General

The key words “MUST”, “MUST NOT”, “SHOULD”, etc. are to be interpreted as described in RFC 2119.

Replication of test data

New test data files within a branch (modules or pipelines) SHOULD NOT replicate existing test data unless absolutely necessary.

Files that can be generated from upstream files SHOULD be derived from existing test data on the test-datasets branch. For example, if a particular bioinformatic index file is needed for a tool, index an existing FASTA file from the test-datasets branch rather than uploading a new index file.

Rationale

CI tests for nf-core modules, subworkflows, or pipelines are not required to produce meaningful output.

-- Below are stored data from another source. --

PR #162, opened 2024-06-18
patch: update auth wrphandler to be webpa compliant

denopink:

### DIFF
--- a/internal/wrphandlers/auth/handler.go
+++ b/internal/wrphandlers/auth/handler.go
@@ -87,11 +87,11 @@ func (h Handler) HandleWrp(msg wrp.Message) error {
 	response := msg
 	response.Destination = msg.Source
 	response.Source = h.source
-	response.ContentType = "text/plain"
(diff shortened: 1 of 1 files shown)


internal/wrphandlers/auth/handler.go
```diff
@@ -87,11 +87,11 @@ func (h Handler) HandleWrp(msg wrp.Message) error {
 	response := msg
 	response.Destination = msg.Source
 	response.Source = h.source
-	response.ContentType = "text/plain"
-	response.Payload = []byte(fmt.Sprintf("Partner(s) '%s' not allowed.  Allowed: '%s'", got, want))
+	response.ContentType = "application/json"
 
 	code := int64(statusCode)
 	response.Status = &code
+	response.Payload = []byte(fmt.Sprintf(`{statusCode: %d, message:"Partner(s) '%s' not allowed.  Allowed: '%s'"}`, code, got, want))
```
denopink, line 94: the device has to put the status code in its payload as a json https://github.com/xmidt-org/tr1d1um/blob/a8744affcbfa79ef19d018585a93c31843e0e7b2/translation/transport.go#L214-L216

schmidtw (approved):

PR #163, opened 2024-06-18
patch: update missing wrphandler to be webpa compliant

denopink:

### DIFF
--- a/internal/wrphandlers/missing/handler.go
+++ b/internal/wrphandlers/missing/handler.go
@@ -70,10 +70,11 @@ func (h Handler) HandleWrp(msg wrp.Message) error {
 	response := msg
 	response.Destination = msg.Source
 	response.Source = h.source
-	response.Payload = nil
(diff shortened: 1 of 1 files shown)


internal/wrphandlers/missing/handler.go
```diff
@@ -70,10 +70,11 @@ func (h Handler) HandleWrp(msg wrp.Message) error {
 	response := msg
 	response.Destination = msg.Source
 	response.Source = h.source
-	response.Payload = nil
+	response.ContentType = "application/json"
 
 	code := int64(statusCode)
 	response.Status = &code
+	response.Payload = []byte(fmt.Sprintf("{statusCode: %d}", code))
```
denopink, line 77: the device has to put the status code in its payload as a json https://github.com/xmidt-org/tr1d1um/blob/a8744affcbfa79ef19d018585a93c31843e0e7b2/translation/transport.go#L214-L216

The main goal of nf-core CI tests is to ensure that a given tool executes without errors.

A test may produce nonsense output or find nothing, as long as the tool does not crash or produce an error.

You SHOULD reuse existing test data as much as possible to reduce the size of the test dataset repository.

You SHOULD upload new test data only if there is no other option within the existing test-data archive.

Size of test data

Test data SHOULD be as small as possible.

Test data files MUST NOT exceed the GitHub file size maximum.

Data SHOULD be sub-sampled as aggressively as possible while still allowing the tool to execute successfully.

License of test data

Test data MUST be publicly available and have licenses that allow public reuse.

Documentation of test data

Test data files SHOULD be described in the given branch’s README file.

The README SHOULD include the source of the data, how it was generated, and license information.